Mach ups. The scramjet craft, dubbed the X-43A, is a vastly scaled-down remnant of a stillborn project of the Reagan administration, the National Aero-Space Plane, or NASP. It was aimed at building a full-scale, human-crewed craft able to reach speeds 25 times the speed of sound and convert to rocket power as it left the atmosphere and entered orbit. That project died in the early '90s as costs rose-NASA bit off more than it could chew-but engineers at NASA's Langley center remain convinced that scramjets can be built to operate at hypersonic speeds at least five times the speed of sound. The first flight will take place off the coast of California; the X-43A will be airdropped from a B-52 and initially powered by a rocket booster before the scramjet kicks in. If it works as hoped on the maiden flight, says Vince Rausch, manager of the Hyper-X program at Langley, "We are going to make aviation history. It will be the first aircraft to ever go seven times the speed of sound." Langley has built three X-43A craft, each of which will be lost in the Pacific Ocean after a single flight. The last test could reach 10 times the speed of sound-about 7,000 miles per hour.


All three of these aeronautics projects could someday be useful in space as well. Morphing airplanes could lead to morphing spaceships; a version of Helios could fly in the air of other planets, and scramjet-bolstered booster rockets could economically speed up through the atmosphere toward space. Says Terrence Hertz, chief of aerospace research and technology at NASA: The new aircraft "blur the line between aeronautics and space."

X-43A
Description: The first of three X-43A hypersonic research aircraft and its modified Pegasusđ booster rocket recently underwent combined systems testing while mounted to NASA's NB-52B carrier aircraft at the Dryden Flight Research Center, Edwards, California. The combined systems test was one of the last major milestones in the Hyper-X research program before the first X-43A flight. One of the major goals of the Hyper-X program is flight validation of airframe-integrated, air-breathing propulsion system, which so far have only been tested in ground facilities, such as wind tunnels. The X-43A flights will be the first actual flight tests of an aircraft powered by a revolutionary supersonic-combustion ramjet ("scramjet") engine capable of operating at hypersonic speeds above Mach 5 (five times the speed of sound). The X-43A design uses the underbody of the aircraft to form critical elements of the engine. The forebody shape helps compress the intake airflow, while the aft section acts as a nozzle to direct thrust.

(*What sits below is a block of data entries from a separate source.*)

PR #2739, opened 2022-11-04
Update tested versions for integration tests

IgnatBeresnev:


integration-tests/gradle/src/integrationTest/kotlin/org/jetbrains/dokka/it/gradle/kotlin/StdlibGradleIntegrationTest.kt
```diff
@@ -17,7 +17,7 @@ class StdlibGradleIntegrationTest(override val versions: BuildVersions) : Abstra
         @get:JvmStatic
         @get:Parameterized.Parameters(name = "{0}")
         val versions = BuildVersions.permutations(
-            gradleVersions = listOf("5.6"),
+            gradleVersions = listOf("6.7.1"),
```
IgnatBeresnev, line 20: This is the main change and reason for this PR. Looks like Gradle 5 does not support Kotlin DSL plugin, see #2702 

I think our minimum supported Gradle version should be the same as in KGP, which is 6.7.1, so there's no point testing against 5.6

integration-tests/gradle/src/integrationTest/kotlin/org/jetbrains/dokka/it/gradle/TestedVersions.kt
```diff
@@ -2,28 +2,32 @@ package org.jetbrains.dokka.it.gradle
...
         ) + BuildVersions.permutations(
-            gradleVersions = listOf("6.9", *ifExhaustive("6.1.1", "5.6.4")),
+            androidGradlePluginVersions = listOf("4.2.0"),
+            gradleVersions = listOf("6.7.1"),
             kotlinVersions = listOf("1.7.20", "1.6.21", "1.5.31", "1.4.32"),
-            androidGradlePluginVersions = listOf("4.0.0", *ifExhaustive("3.6.3"))
+        ) + BuildVersions.permutations(
+            androidGradlePluginVersions = listOf(*ifExhaustive("3.6.4")),
+            gradleVersions = listOf(*ifExhaustive("6.7.1")),
+            kotlinVersions = listOf(*ifExhaustive("1.7.20", "1.6.21", "1.5.31", "1.4.32")),
```
IgnatBeresnev, line 30: Made some changes which should hopefully be compatible. This may help repair `isExhaustive` flagged runs.

1. Latest AGP with latest Gradle and supported Kotlin versions. Version 7 of AGP works with Gradle 7 only
2. Previous major AGP version with its supported Gradle version (AGP 4.2+ works with Gradle 6.7)
3. Really old version of AGP, not sure if it'll work

vmishenev (approved):

aSemy:
The tests in https://github.com/Kotlin/dokka/pull/2702 are now passing - so perhaps this PR isn't needed? Although dropping support for ancient Gradle versions is not a bad thing!

IgnatBeresnev:
@aSemy the tests are passing because of #2826 - they're just not run at all :)

IgnatBeresnev:
There will be merge conflicts after updating to 1.8.0, and it should be revisited after merging #2841 anyway, so I'm closing it for now, but will either re-open it or make a new one after 1.8.10 release.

The 12-foot, unpiloted research vehicle was developed and built by MicroCraft Inc., Tullahoma, Tenn., under NASA contract. The booster, built by Orbital Sciences Corp., Dulles, Va., will accelerate the X-43A after the X-43A/booster "stack" is air-launched from NASA's venerable NB-52 mothership. The X-43A will separate from the rocket at a predetermined altitude and speed and fly a pre-programmed trajectory, conducting aerodynamic and propulsion experiments until it descends into the Pacific Ocean. Three research flights are planned, two at Mach 7 and one at Mach 10.